In schools, some of the unhealthiest environmental practices are the use of toxic cleaning products and pesticides, cluttered classrooms and air pollution. According to Ellsworth and the collaboration’s website, some of the greatest improvements to ensure an environmentally healthy school can be made by reducing the use of pesticides in and outside of school buildings; changing cleaning products to non-toxic alternatives; eliminating or significantly reducing idling of school busses or vehicles while on school properties; and de-cluttering classrooms to improve the quality of air flow.

 And like many health issues, African-Americans can be more affected than any other race. According to a report in the May 2011 edition of Health Affairs entitled “Air Pollution Around Schools is Linked to Poorer Student Health and Academic Performance,” “a large and growing body of evidence shows that pollution burdens fall disproportionately on low-income and racial or ethnic minority communities.” Ellsworth agrees, but said there are not well-recognized national statistics on the topic.

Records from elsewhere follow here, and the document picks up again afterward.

PR #859, opened 2021-01-15
Add review access removed notification mailer

### LINKED ISSUE #600: Email notifications: "Reviewer: Removed from collection as a Reviewer"
https://docs.google.com/document/d/1TZVILUrORI25kRZyUZ70vMQYo90Ngp_tqCI7BdU_VyQ/edit#

aaron-collier:
## Why was this change made?

Fixes #600 by adding the notification for removal of reviewers,

Unit

### DIFF
--- a/spec/services/collection_observer_spec.rb
+++ b/spec/services/collection_observer_spec.rb
@@ -109,5 +109,19 @@ RSpec.describe CollectionObserver do
         )
       end
     end
+
+    context 'when reviewers are removed from a collection' do
+      let(:collection_after) { collection.dup.tap { |col| col.reviewers = [collection.reviewers.first] } }
+      let(:collection) do
+        create(:collection, :deposited, :with_reviewers)
+      end
+
+      it 'sends emails to those removed' do
+        expect { action }.to have_enqueued_job(ActionMailer::MailDeliveryJob).with(
+          'CollectionsMailer', 'review_access_removed_email', 'deliver_now',
+          { params: { user: collection.reviewers.last, collection: collection }, args: [] }
+        )
+      end
+    end
   end
 end
--- a/app/mailers/collections_mailer.rb
+++ b/app/mailers/collections_mailer.rb
@@ -30,6 +30,13 @@ class CollectionsMailer < ApplicationMailer
       'collection in the SDR')
   end
 
+  def review_access_removed_email
+    @user = params[:user]
+    @collection = params[:collection]
+    mail(to: @user.email, subject: "Your permissions have changed for the #{@collection.name} " \
+      'collection in the SDR')
+  end
+
   def collection_activity
     @user = params[:user]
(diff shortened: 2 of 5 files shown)


jcoyne:
Needs a rebase

db/migrate/20210115231123_add_email_reviewers_status_changed_to_collection.rb
```diff
@@ -0,0 +1,5 @@
+class AddEmailReviewersStatusChangedToCollection < ActiveRecord::Migration[6.0]
+  def change
+    add_column :collections, :email_reviewers_status_changed, :boolean, null: true
```
jcoyne, line 3: I'm not sure I understand why this was added.

jcoyne (changes requested):

db/migrate/20210115231123_add_email_reviewers_status_changed_to_collection.rb
aaron-collier: Following this: https://github.com/sul-dlss/happy-heron/blob/main/db/structure.sql#L159 ..

jcoyne: Screen Shot 2021-01-19 at 9 53 04 AM
That is there to drive this UI element.

aaron-collier: Won't I need to do something similar: https://github.com/sul-dlss/happy-heron/blob/main/app/services/collection_observer.rb#L29  ?

jcoyne: I don't think so.

spec/services/collection_observer_spec.rb
```diff
@@ -109,5 +109,19 @@
         )
       end
     end
+
+    context 'when reviewers are removed from a collection' do
+      let(:collection_after) { collection.dup.tap { |col| col.managers = [collection.reviewers.first] } }
```
jmartin-sul, line 114: should this be `col.reviewers = [collection.reviewers.first]` (instead of `col.managers = ...`)?  or am i confused?  (if i'm not off-base, i'm slightly surprised by the `review_access_removed_email` job getting queued, since i can't see from the rest of the code how that'd happen without a reviewer getting removed, hence my uncertainty)

jmartin-sul (commented):
one question, i might just be a bit confused, otherwise LGTM

spec/services/collection_observer_spec.rb
aaron-collier: yes, typo... I was working on both. Will fix, thanks for catching.

jmartin-sul (approved):

jcoyne (approved):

Timothy Gabauer, superintendent of McKeesport Area High School, which serves approximately 3500 students, said, “One of our main goals is to try to provide a safe and productive work environment for the students and for the teachers. I think it’s critical that we can either validate things that we are doing well or find areas that need assistance and make the pertinent corrections.”

He said that the Collaboration “helps us to identify what is working, and what may not be and what we can do to make those changes.”
Gabauer said that although the initiative is in the beginning stages at his district, he has begun meeting with a core team and looking at individual buildings to identify what will be their focus, which they decided will be indoor air quality, de-cluttering and looking at the cleaning products they use and their practices. He said the district’s maintenance department has looked at their products and what their practices are and now it will be taken to the classroom, to see what can be done.

Like Gabauer’s school district, Cheryl Griffith, superintendent of Allegheny Valley School District, which serves approximately 1,000 K-12 students, said her district is also in the planning stages also. She said her team is taking a look at the district’s purchasing history of products and learning about other products that may be wiser. They are also doing an inventory of how products are stored and used and the end stage is how chemicals are discarded, making sure that is safe and within guidelines.

“Our goal is to be a more educated school community (which includes students, teachers, staff and parents) and to have a sustained effort that they carry with them to continue to get better at a healthier school,” Griffith said.

Although the Collaboration is in the pilot phase of its initiative, Ellsworth said there are plans to eventually reach out to other school districts within the area. “We want to work with as many school districts as possible. Our goal is to add three to five more within the next year.”

Becoming an environmentally healthy school can happen on any level, it just starts with one. Ellsworth said the Collaboration is always willing to help schools interested in joining the cause.

“Just call us, talk to us. We’ll make every effort in what we have to work with them or get them ready and moving,” he said. “Because this is about the schools, not us. We want to encourage them to take the first step and see it’s a benefit, not a burden.”